After a three-year fight with local community organizations, Aera Energy has officially withdrawn its application to drill over 200 new oil wells in Cat Canyon, Santa Barbara County. Aera is now the second of three companies to withdraw permit applications in as many months.

Aera’s drilling would have significantly increased county greenhouse gas emissions, threatened vital water supplies, and put endangered plants and animals at risk.

More recently, the current pandemic has heightened concerns that air quality degradation, caused by Aera’s drilling projects, would make local residents more susceptible to viruses like COVID-19 that attack respiratory health.

Local community organizations are celebrating the news as a win for the climate, environmental justice, public health, water, and biological diversity.

“Aera’s project, along with the still pending TerraCore proposal, would have tripled county greenhouse gas emissions and threatened precious water sources,” aid Emily Williams, a local organizer with 350 Santa Barbara. “This win comes at a time when global greenhouse emissions must be cut in half over the next decade.

“It is also a signal that the era of fossil fuels is coming to its inevitable end and that we need the county to lead a just transition that protects communities and former fossil fuel workers.”

Amid broader turmoil in the oil industry, Exxon Mobil, a co-owner of Aera, held its annual shareholder meeting on the same day Aera withdrew its applications. Citing continuing uncertainty in the permitting process, as well as unfavorable market conditions, Aera, and the oil industry more broadly, are scaling back proposals.

Local environmental justice campaigners have been quick to argue that the downturn in the oil industry presents not only hardship for oil workers and their families but also an opportunity to ensure that as economies transition away from fossil fuels, they protect former fossil fuel workers with programs to incentivize renewable energy projects that employ unionized workers, and pay wages equal to, or more than, those provided in the oil industry.

“When Aera says they are withdrawing applications due to ‘uncertainty in the permitting process,’ what they really mean is community organizations like the ones here in Santa Barbara have made oil drilling so unpopular that it is politically impossible for them to continue to pollute,” said Ana Rosa Rizo Centino, Food and Water Watch’s Central Coast senior organizer.

“However, when Aera cites ‘market conditions,’ they are also admitting they never really cared about jobs at all because as soon as it isn’t profitable for them to wreck the environment, their promises of jobs evaporate,” she said.

“That’s why we need to be working with local labor groups to make sure the inevitable transition to renewable energy is one that provides well paid and dignified jobs for workers in our county,” she said.

“Residents and organizations across Santa Barbara County have worked together for years to build an unprecedentedly broad coalition to stop this massive oil expansion,” said Rebecca August, chair of Safe Energy Now North County. “It has always been a David and Goliath story.

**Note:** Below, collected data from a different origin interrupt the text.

PR #3983, opened 2026-04-02
Fix #1851: Sort open groupchats alphabetically when grouped by domain

### LINKED ISSUE #1851: Open Groupchats no longer in alphabetical order
**Describe the bug**
The list of Open Groupchats used to be in alphabetical order (based on (bookmark?) name). Now it appears to be randomly ordered, possibly by join order.

**To Reproduce**
1. Have a bunch of bookmarks with autojoin set.
2. Connect with Converse.js
3. Observe *Open Groupchats*
4. Wonder what they're supposed to be ordered by.

**Expected behavior**
The list ought to be ordered by something. Alphabetical or by activity would be nice. Random ordering makes it difficult to find chats.

**Environment:**
 - Desktop
 - Firefox 72.0.2 on Windows
 - Converse.js version 6.0.0 (fullscreen mode)

cj-l920:
## Problem Summary
Fixes #1851: Open Groupchats not sorted in any order

When the `muc_grouped_by_domain` configuration option is enabled, rooms within each domain group were not being sorted alphabetically. This made it difficult for users to find specific groupchats in the list.

## Solution Approach
Added alphabetical sorting to the `tplRoomDomainGroupList` function in `src/plugins/roomslist/templates/roomslist.js`.

The fix ensures that:
1. Rooms are sorted by their display name (case-insensitive) before being grouped by domain
2. The existing domain sorting behavior is maintained
3. The sort is stable and consistent

## Changes Made
- Modified `tplRoomDomainGroupList()` to sort rooms alphabetically using `getDisplayName()`
- Used case-insensitive comparison (`toLowerCase()`) for consistent ordering
- Added a copy of the rooms array to avoid mutating the original

## Test Evidence
- [x] Code compiles without errors
- [x] Sorting logic follows the same pattern used in `getRoomsToShow()` in view.js
- [x] Case-insensitive sorting ensures "Room A" and "room a" are ordered correctly
- [x] Original array is not mutated (uses spread operator copy)

## Example
Before (random order within domain):
example.com
Zebra Chat
Alpha Room
Beta Group
After (alphabetically sorted):
example.com
Alpha Room
Beta Group
Zebra Chat
Fixes #1851

### DIFF
--- a/src/plugins/roomslist/templates/roomslist.js
+++ b/src/plugins/roomslist/templates/roomslist.js
@@ -103,9 +103,15 @@ function tplRoomDomainGroup (el, domain, rooms) {
  * @param {MUC[]} rooms
  */
 function tplRoomDomainGroupList (el, rooms) {
-    // The rooms should stay sorted as they are iterated and added in order
+    // Sort rooms alphabetically by display name first
+    const sorted_rooms = [...rooms].sort((a, b) => {
+        const nameA = a.getDisplayName().toLowerCase();
+        const nameB = b.getDisplayName().toLowerCase();
+        return nameA <= nameB ? -1 : 1;
+    });
+
     const grouped_rooms = new Map();
-    for (const room of rooms) {
+    for (const room of sorted_rooms) {
         const roomdomain = room.get('jid').split('@').at(-1).toLowerCase();
         if (grouped_rooms.has(roomdomain)) {
             grouped_rooms.get(roomdomain).push(room);


src/plugins/roomslist/templates/roomslist.js
```diff
@@ -103,9 +103,15 @@ function tplRoomDomainGroup (el, domain, rooms) {
  * @param {MUC[]} rooms
  */
 function tplRoomDomainGroupList (el, rooms) {
-    // The rooms should stay sorted as they are iterated and added in order
+    // Sort rooms alphabetically by display name first
+    const sorted_rooms = [...rooms].sort((a, b) => {
+        const nameA = a.getDisplayName().toLowerCase();
+        const nameB = b.getDisplayName().toLowerCase();
+        return nameA <= nameB ? -1 : 1;
+    });
```
jcbrand, line 111: The rooms are already sorted in `getRoomsToShow`, so it's not clear to me that this is a real issue.

https://github.com/conversejs/converse.js/blob/6b1ad62ec4e6bd4570975362eb94a97198fa1d51/src/plugins/roomslist/view.js#L53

“Today we celebrate the protection of our water, our air, our biodiversity, our economy, and our communities. We are fighting for a transition to safer energy production where we do not have to sacrifice our health, our water, our environment, and our children’s future for jobs that pay a dignified wage and an industry that provides a more stable economy.”

“I just want to thank everyone for coming together to keep our water sacred,” said Pedro Reyes, an on organizer in Santa Maria with Líderes Campesinas, who has spoken in opposition to the project for years.

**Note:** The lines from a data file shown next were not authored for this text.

PR #3995, opened 2026-04-23
Fix avatars not showing when not using HTTPS

### LINKED ISSUE #2374: Avatars not showing when not using HTTPS
The rendering of avatars from vCards uses `crypto.subtle`. This feature is available only in secure contexts (HTTPS), in some or all supporting browsers ([source](https://developer.mozilla.org/en-US/docs/Web/API/Crypto/subtle)).

This results in avatars not being shown when the Converse webapp is opened on a non-secure context.

Screenshot from 2020-12-24 17-18-50
Screenshot from 2020-12-24 17-18-35

jiafeimao0p:
## Summary
Fixes the issue where avatars are not showing when Converse.js is opened on a non-secure context (non-HTTPS).

## Problem
The rendering of avatars from vCards uses `crypto.subtle`, which is only available in secure contexts (HTTPS). This causes avatars to not be displayed in non-HTTPS environments.

## Solution
Check for `window.isSecureContext` before using the `crypto.subtle` API, and provide a fallback for non-HTTPS environments.

## Files Changed
- `src/headless/plugins/vcard/parsers.js` - Check secure context before SHA-1 hash
- `src/headless/plugins/vcard/api.js` - Check secure context when setting avatar
- `src/headless/utils/color.js` - Check secure context in colorize function

## Testing
The fallback uses base64 substring or simple string hash as pseudo-hash when `crypto.subtle` is unavailable, allowing avatars to display in non-HTTPS contexts.

Fixes #2374

### DIFF
--- a/src/headless/plugins/vcard/api.js
+++ b/src/headless/plugins/vcard/api.js
@@ -50,11 +50,19 @@ export default {
                 // Optimistically update the vcard with image data. Otherwise some servers (e.g. Ejabberd)
                 // could send a XEP-0153 vcard:update presence which would cause us to refetch the vcard again.
                 const buffer = u.base64ToArrayBuffer(data.image);
-                const hash_ab = await crypto.subtle.digest('SHA-1', buffer);
+                // Check if crypto.subtle is available (requires secure context/HTTPS)
+                let image_hash;
+                if (window.isSecureContext) {
+                    const hash_ab = await crypto.subtle.digest('SHA-1', buffer);
+                    image_hash = u.arrayBufferToHex(hash_ab);
+                } else {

Despite Aera’s announcement, community-led efforts to stop fossil fuel development in Santa Barbara county are not over. In June, the Santa Barbara Planning Commission will vote on Exxon Mobil’s application to restart its three offshore wells by adding dozens more trucks to roads each day to transport their oil from the rigs.

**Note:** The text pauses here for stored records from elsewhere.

PR #4013, opened 2026-05-01
chore: replace older Strophe.Builder calls with stx

jcbrand:


src/headless/plugins/blocklist/tests/blocklist.js
```diff
@@ -5,7 +5,6 @@ const { u, stx } = converse.env;
 
 describe('A blocklist', function () {
     beforeEach(() => {
```
linkmauve, line 7: Shouldn’t you also remove that `beforeEach()` block, now that it does nothing?

PR #4037, opened 2026-05-20
fix: keep audio play button available while loading

### LINKED ISSUE #3382: audio player accessibility
**Describe the bug**
Screen reader users can't play audio. 

**To Reproduce**
1. Use a screen reader and keyboard to go to the play button on an audio file in a chat, such as at https://freespoken.nz/bible-radio/
2. Press Enter
3. Discover that the play button is unavailable. 

**Expected behavior**
The audio file should play. 

 - Desktop or Mobile?  Windows 11 with NVDA, or JAWS
 - Browser [e.g. Chrome, Firefox] Not sure
 - Converse.js version [e.g. 4.2.0] 10.1.7, I think

**Additional context**
You can see the comments of the person who actually tested it in the replies to this toot https://theres.life/@TMakarios/112278231413032952

rafael226:
Fixes #3382

## Summary
- keep the custom audio player's Play button enabled while audio metadata is still loading
- preserve the disabled state for actual audio errors
- add a regression test that verifies the loading Play button remains focusable and keyboard-activates playback

## Tests
- npm run dev
- npx eslint src/plugins/chatview/tests/message-audio.js src/shared/texture/components/audio-player.js
- npm test -- --single-run with only the new focused test temporarily enabled: 1 SUCCESS

Note: the full Karma suite currently fails later in unrelated existing MAM/MUC tests (src/plugins/muc-views/tests/mam.js) after the new audio test has already passed.

### DIFF
--- a/src/plugins/chatview/tests/message-audio.js
+++ b/src/plugins/chatview/tests/message-audio.js
@@ -23,7 +23,7 @@ describe('A Chat Message', function () {
     it(
         'will render audio streams using the accessible audio player',
         mock.initConverse(['chatBoxesFetched'], { fetch_url_headers: true }, async function (_converse) {
-            spyOn(window, 'fetch').and.callFake(async () => {
+            spyOn(window, 'fetch').and.callFake(() => {
                 return new Response('', {
                     status: 200,
                     headers: {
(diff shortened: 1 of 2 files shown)


jcbrand:
Hi @rafael226, can you please explain the purpose of this PR?

Is it possible to play already while the player is still loading?

rafael226:
Hi @jcbrand, yes. The purpose is to avoid blocking the user's play intent while the audio element is still loading metadata.

The PR doesn't try to force playback before the browser has enough data. It only keeps the custom Play button enabled/focusable during the loading state, so a mouse click or keyboard Enter can call `audio.play()`. The browser will then either start when enough data is available, or reject/handle playback according to its normal media rules.

Before this change, `is_loading` made the Play button disabled, so the control disappeared from the keyboard interaction path even though loading is a temporary state, not an error. The button still remains disabled for actual audio errors via `has_error`.

So the practical intent is: loading should show a spinner/status, but should not make the Play control unavailable.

Meanwhile, TerraCore’s application to drill in Cat Canyon is still pending. However, local advocates who fought Aera’s application — including 350 Santa Barbara, Food and Water Action, Safe Energy Now, Santa Barbara Community Action Network, Clergy & Laity United for Economic Justice, Líderes Campesinas, World Business Academy, CAUSE, MICOP, Sierra Club Los Padres Chapter, Environmental Defense Center, and Sunrise Santa Barbara — have vowed to continue fighting the oil industry while advancing a just transition away from dirty energy.